I have healed now. I am healing now. Now, finally, here is the article that I wrote. I still read it with tears in my eyes, but I am glad that it is finally being shared with others.
If you are a victim of sexual abuse, you will want to blame yourself for what happened. Please, don’t allow yourself to. Know that you are an amazing, incredible person, and your value is immeasurable. It always has been, and it always will be. Nothing, and I mean nothing will ever change that.
By Amber Choruby, 4/1/2008
It ruined me.
They did the one thing that could ruin a person, a child in the most imaginable way. Affecting me physically, emotionally, and psychologically. I never fully recovered.
According to RAINN, the Rape, Abuse, and Incest National Network, every one out of 6 American women will be sexually assaulted at some point in their life, and nearly half of those raped are under the age of 18.
I was seven when my own cousin molested me. My parents were both busy with work that summer and hired my cousin to babysit me for three nights & keep me company. At night, my cousin practiced making out on me, and other unmentionable things.
72% of those raped are raped by someone they know and trust.
My cousin made me swear not to tell anyone, but after a year, the guilt finally ate me up. I told my parents what had happened. They were in shock, and didn’t know how to deal with what had happened, so they asked me why I hadn’t stopped them. I couldn’t tell them.
Of the minors who are raped, 40% will be from the ages 4-7.
From then on out, I never talked about it again. I thought that because I hadn’t stopped my cousin from molesting me that I was some kind of freak who deserved it. I believed it was my fault.
But I got older. And I pushed it away again. And I always was angry at my parents. Never wanting to let them in. Never wanting to tell them too much about my life. I was the girl who drowned her emotions, and that was fine with me. If boys never found me attractive, it wouldn’t matter. I was already more experienced than all of them, anyway.
I got so good at pushing the memory away that I hadn’t remembered the event for years. Until my Junior year, when boys started kissing me. And while most people get to see fireworks during their first kiss, I saw flashbacks of my cousin.
But don’t pity me. Because 90% of all women who are raped will be raped before their college graduation, it’s likely that we all walk to halls with other sexual assault victims.
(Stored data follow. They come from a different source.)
Issue #2710, opened 2026-06-24
perf: ladder redesign — fast L1 (encode-bound), even Pareto spread, libdeflate 1-12 (L9 unchanged)


kim-em:
**Consolidated ladder redesign.** Folds in #2698 (L4-6/L7-8 collapse) and is informed by two measurement passes run this session on `chonk` (Silesia geomean). Goal: a compress Pareto where the *fast end* and the *bunched middle* are fixed — a genuine fast L1 corner and an evenly-spread L2-L8. **L9 is left unchanged** (see non-goal). No compatibility worry (nothing in production yet), so relabelling the lower levels is free.

## Problem

**No fast corner, and a bunched middle.** Native L1 over-compresses: Silesia ratio 0.347 (better than zlib 0.375, Go 0.388, miniz 0.431) but only ~51 MB/s. Everyone else's L1 trades ratio for speed (miniz 0.431 @ 238 MB/s); we have no fast-but-looser point. And L4/5/6 are bunched (L7 was just promoted by #2703).

## Non-goal: L9 stays as-is

L9 is the optimal-parse cost-model DP, ratio ~0.285 (Canterbury) / ~0.308 (Silesia) — within ~2% of zopfli's floor, remarkable for a verified pure-Lean codec — at ~1.2 MB/s, off in the zopfli corner. **We keep it as the numbered max level.** (An earlier draft proposed moving it behind a `--best` flag on the zstd `--ultra` / xz `-e` precedent; dropped, because those are non-DEFLATE programs — the DEFLATE norm, gzip/zlib/libdeflate, is numbered-levels-only with the top simply being the slowest.) So L9's slow-but-best point is expected and fine; this redesign is about the fast end and the middle. (#2638's "usable L9 tier" remains a separate, optional effort to make L9 *itself* faster.)

### (a) Level-0 / memcpy ceiling
`deflateStored` (no match, no Huffman) over Silesia: **ratio 1.0, ~8.4 GB/s** — the compress fast-end anchor. (Decode-side memcpy ceiling was ~40 GB/s.) The gap from L0 (~8400 MB/s) to L1 (~51 MB/s) is **~160×**, and it lives almost entirely in the encode path, not the matcher (see (b)). **Record this number in the README; do NOT plot it** — it blows out both axes.

### (b) Fast-L1 knob sweep — **L1 is emit-bound, not match-bound**
[...]

PR #2711, opened 2026-06-24
perf: respread the L4-L6 ladder, sweep libdeflate 1-12, record memcpy ceilings

kim-em:
This PR respreads the lower-middle of the compression ladder, extends the libdeflate comparison to its full level range, and records the memory-bandwidth ceilings — the parts of the #2710 ladder redesign that survive measurement. The issue's headline (a fixed-Huffman-only fast L1 corner) was implemented, measured, and rejected; that negative finding is recorded rather than shipped.

De-bunch the level 4/5/6 cluster. At the prior uniform lazy `goodMatch = 8` the gate fired so eagerly that the chain-depth ladder (48/64/128) barely moved the ratio, so L4/5/6 sat almost on top of each other on the Silesia Pareto (0.3336/0.3330/0.3320 at ~39/38/35 MB/s). Graduating the lazy-gate threshold up the tier (L4=8, L5=16, L6=64; L7+ stays ungated) and dropping L4's chain depth to 32 makes each level trade speed for ratio in an even step. Verified by controlled paired measurement on one machine (both binaries built in the same clean environment, run same-session, core-pinned): the byte-identical levels (L1-L3, L7-L9) stay at ~1.00x, and only L4/5/6 move — L4 neutral, L5 ~7% slower for a tighter ratio (0.3330 -> 0.3322), L6 ~14% slower for a tighter ratio (0.3320 -> 0.3304). Each level stays Pareto-efficient; the cluster becomes a smooth frontier (Canterbury de-bunches identically). `goodMatch`/`chainDepth` are pure heuristics — the matcher contracts hold for any value — so there is no proof change.

Sweep `libdeflate` over its full levels 1-12 in the bench report (every other codec caps at 9), so its densest points 10-12 appear on the comparison Pareto; `plot.py` already discovers each codec's levels, so no plotter change was needed. This also fixes a latent crash the sweep exposed: the decompress-timing path builds its canonical reference stream with the zlib FFI, whose `deflateInit2` rejects levels above 9, so libdeflate L10-12 raised a `deflateInit2: stream error` — the reference level is now clamped to `min(level, 9)` (the reference is a fixed decode workload whose density barely shifts past L9, and it was never the codec's own output). Record the memcpy-class ceilings in `bench/README.md` prose rather than plotting them (they blow out a log axis): the compress ceiling (`deflateStored`, ~8.4 GB/s) and the decode ceiling (~40 GB/s). The dashboard is refreshed in-PR (native de-bunched, libdeflate 1-12, zlib/miniz re-measured, external comparators reused).

On the fast-L1 corner: a fixed-Huffman-only level-1 fast emit (skip the dynamic-tree construction, pair with a chain-depth-1 matcher) was implemented end-to-end with full roundtrip proofs, then measured in the packed production path with a controlled paired benchmark. It is a Pareto **regression on Silesia** — ~0.86-0.92x the speed at a much looser ratio (0.347 -> 0.40-0.44) — because the fixed block is looser, so the extra output bytes it writes cost more emit time than the dynamic Huffman tree it skips: large files are emit-bound on *bytes written*, and the dynamic block is both tighter and faster there. It only wins on small files (Canterbury +30-40%). This is exactly the caveat the issue flagged ("confirm the emit-bound result in the packed path before sizing the encode work"). So the fast-L1 machinery was reverted; a genuine fast-L1 corner needs a faster per-byte emit (a faster `BitWriter`), not a different block type. The finding is recorded in `bench/README.md`.

Addresses #2710 (D1, D2, D3); the fast-L1 encode-path work is deferred per the measured finding above.

🤖 Prepared with Claude Code

### DIFF
--- a/.claude/skills/perf-pr-graphs/SKILL.md
+++ b/.claude/skills/perf-pr-graphs/SKILL.md
@@ -50,7 +50,9 @@ optional nicety.
 
 The graphs show **native before vs after** on the real corpora (Canterbury +
 Silesia), overlaid on the existing other-language curves (zlib, miniz_oxide,
-libdeflate, Go, JS, Zig, OCaml) for context. The before/after **overlay** PNGs
+libdeflate, Go, JS, Zig, OCaml) for context. Native sweeps levels 1–9;
+`libdeflate` is swept 1–12 (its full range, the others cap at 9), so its
+curve carries the extra dense points 10–12. The before/after **overlay** PNGs
 (`$W/perf_before_after_*`) are a report artifact — NOT committed; they live
 only in the PR comment. The **dashboard** (`bench/results/latest.json` and the
 routine `bench/graphs/*.svg`), by contrast, **is** refreshed and committed inside
--- a/Zip/Native/DeflateDynamic.lean
+++ b/Zip/Native/DeflateDynamic.lean
@@ -548,12 +548,16 @@ attribute [irreducible] symbolBitCount fixedBlockBytes dynBlockBytes dynBlockByt
 /-- Hash-chain search depth per compression level (levels ≥ 5). Higher levels
     search deeper for longer matches (better ratio on diverse input) at higher
     cost; the `chainWalk` early-stop keeps repetitive input fast at any depth.
-    The ratio gain saturates around 256–512 (measured), so level 9 caps there. -/
+    The ratio gain saturates around 256–512 (measured), so level 9 caps there.
+
+    Level 4 uses depth 32 (was 48): with the graduated lazy-gate (see `goodMatch`)
+    it is the fast/loose anchor of the lazy tier, so a shallower chain there evens
+    the L3→L4→L5 ratio spread (#2710 D3). -/
 def chainDepth (level : UInt8) : Nat :=
   if level ≤ 1 then 8
   else if level ≤ 2 then 16
   else if level ≤ 3 then 32
-  else if level ≤ 4 then 48
+  else if level ≤ 4 then 32
   else if level ≤ 5 then 64
   else if level ≤ 6 then 128
   else if level ≤ 7 then 256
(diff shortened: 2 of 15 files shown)


kim-em:
Before/after native `compress_mbps` (machine `chungus`, geomean over real corpora; both binaries built in the same clean nix-shell `.lake` and run same-session, core-pinned — so unchanged levels read ~1.00x and the only movement is the intended L4/5/6 de-bunch). The libdeflate curve now carries its dense 1-12 points.

**Silesia**

silesia compress pareto

|----|-------|------|------|------|
| 1 | 0.347 | 56.6 | 56.8 | 1.00x |
| 2 | 0.342 | 51.9 | 52.0 | 1.00x |
| 3 | 0.338 | 47.6 | 48.0 | 1.01x |
| 4 | 0.335 -> 0.335 | 39.4 | 39.2 | 1.00x |
| 5 | 0.333 -> **0.332** | 38.1 | 35.6 | 0.93x |
| 6 | 0.332 -> **0.330** | 35.5 | 30.4 | 0.86x |
| 7 | 0.330 | 27.4 | 27.4 | 1.00x |
| 8 | 0.323 | 9.7 | 9.7 | 1.01x |
| 9 | 0.308 | 1.7 | 1.7 | 1.00x |

**Canterbury**

canterbury compress pareto

L5/L6 are the de-bunch trade: ~7%/14% slower for a tighter ratio, so the L4/5/6 cluster (which used to sit on top of each other, 0.3336/0.3330/0.3320 within 0.5% ratio) spreads into a smooth frontier. Every other level is byte-identical (1.00x) — D3 only touches the lazy-tier heuristics. Ratio is deterministic; `compress_mbps` is a single-machine snapshot.

Note: the issue's headline fast-L1 corner is **not** in this PR — a fixed-Huffman-only L1 emit was measured as a Pareto regression on Silesia (paired: 0.86-0.92x speed at a much looser ratio) and reverted; the negative finding is documented in `bench/README.md`. See the PR description.

kim-em:
Superseding this. Per discussion on the graphs: the D3 L4/5/6 respread only relabels points along the existing frontier (it doesn't expand the hull) and costs L5/L6 7-14% speed, and the fast-L1 corner needs real encode-path work (a faster per-byte emit), not the fixed-only trick that regressed Silesia. Splitting out the one cleanly-shippable piece — D1 (libdeflate 1-12) — as #2713, and taking on the emit-path work separately. Closing this.

PR #2716, opened 2026-06-26
perf(matcher): uset the updateHashesFast hot writes (~2% L1 compress)

kim-em:
This PR replaces the two panic-checked `Array.set!` writes in the matcher's interior hash-chain insertion loop (`updateHashesFast`, ~18-24% of level-1 compress per `perf`) with proven-bounds `Array.set`, dropping the redundant bounds-check branches. The bucket index `hsh < hashTable.size` and the chain mask `(pos+j) &&& 0x7FFF < chainWinSize ≤ prev.size` are already proven, so the checks `set!` performs are wasted work. Output is byte-identical; the matcher is shared, so every level benefits.

`updateHashesGuarded` gains one runtime `min chainWinSize data.size ≤ prev.size` check (the same guard `chainWalkGuardedPacked` already carries — always true for the production chain ring, so it is defensive, not hot-path branching) to establish the `prev`-mask bound, dispatching to the new `updateHashesFastU`; it falls back to the proven-bounds `set!` walk otherwise. `updateHashesFastU_eq` proves the new walk equal to `updateHashesFast` (the in-bounds `set` collapses to `set!` at each step via `Array.set!_eq_setIfInBounds`), and `updateHashesGuarded_eq` routes through it, so the unified matcher correctness chain is unchanged. Zero `sorry`s; all conformance and roundtrip tests pass.

Measured on `chungus` (same-worktree before/after, core-pinned). Full-corpus geomean compress, output-neutral (`max |Δratio| = 0`):

| level | Silesia | Canterbury |
|---|---|---|
| 1 | +1.9% | +1.3% |
| 2 | +1.3% | +0.8% |
| 3 | +1.8% | +0.7% |
| 4-6 | ~neutral | ~neutral |
| 7-9 (barely touch the loop) | ~1.00x | ~1.00x |

The win concentrates at the matcher-heavy low levels, as expected; a controlled paired `perf stat -r 5` on individual files corroborates (alice29 -2.3%, kennedy.xls -3.9%, dickens -3.1% wall-clock on a level-1 compress loop). The dashboard is refreshed in-PR (native speed rows + the six speed-derived SVGs; ratios and ratio heatmaps are unchanged since the change is output-neutral).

If you have been assaulted, please don’t push it away. Confront this problem. Don’t keep it away, subconsciously letting it affect you. Confront it. Deal with it. If you feel comfortable enough, talk about it.
Rape has become a forbidden topic. It’s a sensitive issue, and it’s one that students have come to believe exists only in textbooks. I’m here to tell you that rape is real, and it exists in our community. However, it’s not something that should be shunned. Sexual abuse shouldn’t be the topic that no one feels comfortable talking about.
Confronting this issue has empowered me. I won’t allow myself to be the victim anymore. While what happened to me ten years ago was something that I didn’t have any control over, now that I’m older, I do have some control. I’m a survivor, and I refuse to let this affect my life anymore. If you ever find yourself in the same situation, please, help yourself. While it may not seem like it now, your friends and family can help you, or if you’re not comfortable talking to them, come talk to me! Just don’t hide it anymore. Give yourself the power to overcome this terrible obstacle. In the end, you’ll be stronger than ever before.
While I’m still dealing with my past, I’m close to resolving it. What happened to me is something that I will never forget, but I look forward to the day when it will no longer affect my future. Then I’ll be able to stand strong, as a survivor.